Doviis are some big nasty fish.. definately the most powerful and damaging cichlids, i dont know if i would say they are the most aggresive though as there are lots of other cichlids out there. Any large male cichlid will be a complete bad ass, on average your more likely to have a incredibly nasty tank lid slamming male when you go with a grown out fish (mainly found with hybrids) only because if they were not aggressive and were easily shaken then they would not develope a hump. nonaggressive fish do not have humps because they are stressed to easily.
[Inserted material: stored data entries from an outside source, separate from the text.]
PR #26, opened 2020-10-26
Feature/agendapunt ordering

Asergey91:
stuff seems to be mostly tested and working

PR #25, opened 2020-10-23
Bugfix/modal cancelling

abeforgit:
- [x]  general information
- [x] Attendance
- [x] Agenda
- [x] Behandelingen

PR #27, opened 2020-10-29
Feature/gn demo branch

abeforgit:
This pr combines #25 and #26 and also has some additional i18n improvements


app/components/agenda/list.hbs
```diff
@@ -18,40 +18,42 @@
...
-                <i class="vi vi-edit"></i> {{t "manageAgendaZittingModal.editItemButton"}}
-              </WuButton>
-            {{/wu-button-group}}
-          </td>
-        {{/draggable-object}}
+        {{#unless agendapunt.isDeleted}}
+          {{#draggable-object tagName="tr" content=agendapunt isSortable=true}}
+            {{!--  <td class="u-align-right">1</td> --}}
+            <td>
+              {{#wu-link-button
```
nvdk, line 27: we should avoid usage of webuniversum (so `wu-` components) and prefer appuniversum where possible. This is also using pre octane syntax.
The equivalent in appuniversum would be
```
           <AuButton @skin="secondary"><span style="cursor:pointer"><i class="fa fa-bars"></i></span></AuButton>
```
I think

app/components/agenda/list.hbs
```diff
@@ -18,40 +18,42 @@
...
+            </td>
+            <td>
+              <p>{{agendapunt.titel}}</p>
+            </td>
+            <td>
+              {{if agendapunt.geplandOpenbaar (t "manageAgendaZittingModal.geplandOpenbaarTrueLabel") (t "manageAgendaZittingModal.geplandOpenbaarFalseLabel")}}
+            </td>
+            <td>
+              {{#wu-button-group}}
+                <WuButton
```
nvdk, line 45: same as above, although this is using octane syntax, somewhat sloppy mixing them ;)

app/components/agenda/modal.hbs
```diff
@@ -1,14 +1,32 @@
 {{#wu-modal
```
nvdk, line 1: If possible we should use an appuniversum equivalent of wu-modal. if it doens't exist, we should consider creating one.

app/components/agenda/move.hbs
```diff
@@ -0,0 +1,38 @@
+<label class="form__label">Verplaats agendapunt
+  <div class="grid">
+    <div class="col--6-12">
+      {{#power-select
```
nvdk, line 4: this should be converted to octane syntax, where possible (and I believe here it's very possible) it's better to avoid power select if we don't need advanced features (like search or typeahead). For a simple select, prefer the select element and element modifiers.

app/components/agenda/move.hbs
```diff
@@ -0,0 +1,38 @@
...
+           selected=@selectedLocation
+           allowClear=true
+           onchange=@selectLocation
+           as |location|}}
+        {{location.name}}
+      {{/power-select}}
+    </div>
+    {{#if @showAfterAgendapuntOptions}}
+      <div class="col--6-12">
+        {{#power-select
```
nvdk, line 20: here we could use power select, because we offer type ahead. but it should definitely be converted to octane syntax.

app/components/agenda/delete.js
```diff
@@ -12,11 +12,10 @@ export default class AgendaDeleteComponent extends Component {
     this.isShowingWarning=!this.isShowingWarning;
   }
 
-  @action
-  async delete(){
-    await this.args.agendapunt.destroyRecord();
-    this.args.toggleEditing();
-    this.args.afterSave();
-  }
+  // @action
```
nvdk, line 15: commented out code should just be removed, if there is a reason to keep it it should be included in the comment block

nvdk (changes requested):

app/components/agenda/move.hbs
```diff
@@ -0,0 +1,38 @@
+<label class="form__label">Verplaats agendapunt
+  <div class="grid">
+    <div class="col--6-12">
+      {{#power-select
+           class="select select--block u-spacer--tiny"
+           renderInPlace=true
+           placeholder="Selecteer positie[@TN]"
```
nvdk, line 7: this is not using a i18n string and should be added to our translations

app/components/agenda/move.hbs
```diff
@@ -0,0 +1,38 @@
...
+        {{location.name}}
+      {{/power-select}}
+    </div>
+    {{#if @showAfterAgendapuntOptions}}
+      <div class="col--6-12">
+        {{#power-select
+             class="js-select u-spacer--small"
+             renderInPlace=true
+             placeholder="Selecteer agendapunt"
+             searchPlaceholder="Zoek op titel"
```
nvdk, line 24: this is not using a i18n string and should be added to our translations

app/components/agenda/move.hbs
```diff
@@ -0,0 +1,38 @@
...
+           as |location|}}
+        {{location.name}}
+      {{/power-select}}
+    </div>
+    {{#if @showAfterAgendapuntOptions}}
+      <div class="col--6-12">
+        {{#power-select
+             class="js-select u-spacer--small"
+             renderInPlace=true
+             placeholder="Selecteer agendapunt"
```
nvdk, line 23: this is not using a i18n string and should be added to our translations

app/components/agenda/list.hbs
Asergey91: It kinda breaks the design in this case hopefully thats fine

app/components/agenda/modal.hbs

Another advantage is that the seller will tell you the personality of each fish and your not just picking out a random fish out of a tank of 100 that you have no clue how it could turn out.
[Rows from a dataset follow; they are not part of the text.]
PR #28, opened 2020-11-06
Feature/besluitenlijst publication

lagartoverde:


app/components/signatures/besluitenlijst/timeline-step.js
```diff
@@ -1,36 +1,10 @@
...
-            .request(`/prepublish/besluitenlijst/${this.currentEditorDocument.id}`)
-            .then( (response) => get(response, "data.attributes.content") ),
-          signedId: get( this, 'currentEditorDocument.id' )
-        })
-      });
-    }
-  })
-});
+export default class SignaturesBesluitenlijstTimelineStep extends Component {
+  get mockLijst() {
```
nvdk, line 4: I wonder why you no longer need the if/else branch in mockLijst

nvdk (commented):
Still need to test this, but looks quite ok!

app/components/signatures/besluitenlijst/timeline-step.js
lagartoverde: I just followed Arne code for the agenda, he does this on the controller level instead of the component, I thought it was good to be consistent with the code :)

PR #29, opened 2020-11-19
Feature/behandeling publication

lagartoverde:


app/controllers/meetings/publish/uittreksels.js
```diff
@@ -0,0 +1,73 @@
...
+          behandeling,
+        });
+        this.uittreksels.push(rslt);
+      }
+    }
+  }
+
+
+  @task
+  *createPrePublishedResource() {
```
nvdk, line 47: shouldn't this also get the behandeling as an argument?

lagartoverde: No, because this one gets the prepublished resource from the service, doesn't need the old behandeling if there is one

lagartoverde: I keep the naming consistent with the other routes, but maybe this one should be called getPrepublishedBehandelings
As it gets all of them not just one

nvdk: As discussed I think this might not work for larger agenda's (50+ agendapoints). perhaps better to work with a request per agendapoint and only do the request if that one was selected

nvdk:
So to summarize, I think we need to rework this a bit. I'd suggest first fetching what you need to display the titles and only fetching either the existing uittreksel or a preview when necessary.

app/controllers/meetings/publish/uittreksels.js
```diff
@@ -0,0 +1,74 @@
...
+  initialize() {
+    this.initializeUittreksels.perform();
+  }
+
+
+  @task
+  * initializeUittreksels() {
+    const uittreksels = [];
+    const prePublish = yield this.createPrePublishedResource.perform();
+    for(const uittreksel of prePublish) {
```
abeforgit, line 25: we could maybe extract this in a separate task and then run them concurrently with all() from ember-concurrency

PR #30, opened 2020-11-20
New draft decision statuses

Asergey91:


nvdk (changes requested):
I think this can be improved a bit, I'm missing some of the things we discussed:
- no search on the power select to select existing containers
- keeping document name and agendapoint name in sync

Other remarks:
- calling async functions in a component constructor is typically not a good idea or at least it requires a lot of extra checks in the async function. ember-concurrency has a good doc on the things you should do if you use a regular async function: http://ember-concurrency.com/docs/tutorial
- Please take the extra minute to properly name variables, using two letter variables is not ok in most cases (the exception perhaps the index in a for loop).
- In general we provide some space around assignments, so ``` const foo = "theValue"```

app/components/agenda/draft-import.js
```diff
@@ -2,24 +2,24 @@ import Component from '@glimmer/component';
...
-  async getDrafts(){
-    const containers=await this.store.query('document-container', {
+  @restartableTask
+  * getDrafts(){
+    const containers=yield this.store.query('document-container', {
       include: 'current-version,ontwerp-besluit-status',
       'filter[status][:id:]': 'c02542af-e6be-4cc6-be60-4530477109fc',
-      'filter[folder][:id:]': 'ae5feaed-7b70-4533-9417-10fbbc480a4c'
+      'filter[folder][:id:]': 'ae5feaed-7b70-4533-9417-10fbbc480a4c',
+      'page[size]': '1000'
```
nvdk, line 22: I'd rather have a proper search on the component instead of just requesting 1000 documents.

Asergey91: so not 100% sure what you mean. Do you want me to do a filter query onchange of the search bar in powerselect?

PR #35, opened 2020-12-07
Feature/demo bugfix

Asergey91:


app/components/agenda/modal.js
```diff
@@ -83,7 +83,7 @@ export default class AgendaModalComponent extends Component {
       this.toBeDeleted.push(this.currentlyEditing);
       this.isNew = false;
     } else {
-      this.currentlyEditing.rollbackAttributes();
+      // this.currentlyEditing.rollbackAttributes();
```
lagartoverde, line 86: As I said to arne, I think we should remove the commented code, in order to clean the repo :)

lagartoverde (approved):
Everything looks good and works 👍

app/components/agenda/modal.js
Asergey91: I am not sure about this line thats why I left it, rollBackAttributes behaviour is wierd when an empty agendapoint is created. but technically this should be here

app/components/agenda/modal.js
```diff
@@ -104,23 +104,27 @@ export default class AgendaModalComponent extends Component {
...
         const agendapoint = yield this.toBeDeleted[i];
         const behandeling = yield agendapoint.behandeling;
-        const documentContainer = yield behandeling.documentContainer;
-        if(documentContainer){
-          documentContainer.ontwerpBesluitStatus = this.store.findRecord('concept', 'a1974d071e6a47b69b85313ebdcef9f7'); //concept status
-          yield documentContainer.save();
+        if(behandeling){
+          const documentContainer = yield behandeling.documentContainer
+          if(documentContainer){
+            documentContainer.ontwerpBesluitStatus = this.store.findRecord('concept', 'a1974d071e6a47b69b85313ebdcef9f7'); //concept status
```
abeforgit, line 123: might be good to add a constant somewhere for the status ids

abeforgit (approved):

PR #36, opened 2020-12-07
Feature/optimize loading of participants

nvdk:
keep a store of potential participants on the top meeting-form component and
pass that down to where it's needed. I realized later this could also have been
a service, but I still think the approach works.

while doing this optimization I also refactored the loading of participants to
the treatment of an agendapoint, as this previously did not take pagination into
account. It now fetches the first 100 participants, which should suffice.


abeforgit (approved):
Fixed a small bug, looks good otherwise

nvdk:
much appreciated, thanks!

PR #37, opened 2020-12-07
Bugfix/voting

abeforgit:
Fixes display and persistence of non-voting participants to a vote


lagartoverde (approved):
Looks good for me.
I think is a little bit risky to include a new service last day before the demo, but if you trust it I trust you 👍 .
Also now the unanimous support button only works for the added voters, don't know if this is expected or a bug, but before it was quick to approve by unanimous support, just click on the button, now you have to click on each person to add them as a voter and then click the unanimous support button

PR #39, opened 2020-12-08
Feature/demo bugfix

Asergey91:
will still probably break in some edge cases like during race conditions


lagartoverde (approved):
Looks good an works for me 👍

PR #41, opened 2020-12-09
refactor: reuse meeting participation list component in treatment

nvdk:
this ensures the participants are shown in a consistent matter.


Asergey91:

trimac, midas, dovii, istlantum, Odos all make the list oh yeah and that mysterious N. Beani is a real maniac too.


----------



## Killer

I would say either dovii or red devil. What size tank do you have for your fish? That's really the determining factor of what type of fish you can get, most dovii get to about 24", so they need huge tanks. RD usually get to 12"-14" and can be housed in 75 gal. tanks for life usually. I've heard from several sources N. beani is very aggressive, but I have no personal experiences with it.


----------



## Poseidon X

The dovii i have seen were all running away scared and hiding behind anything they could, if they were aggressive as said and 2ft they could break the tank. Id stil like to see a video of an aggressive dovii that is continously slamming himself into the tank and ramming the lid on the tank.


----------



## 14_blast

P45 hit the nail on the head. Just want to add that pound for pound, chipokes and auratus are very aggressive.


----------



## nigaphan

piranha45 said:


> really though, it depends on the personality of a fish more than anything-- its really not correct to say that there's a definite, absolute most aggressive cichlid specie out there that consistently outclasses all others. There are peaceful/weak umbriferums and beanis just as there are peaceful/weak midas and flowerhorns.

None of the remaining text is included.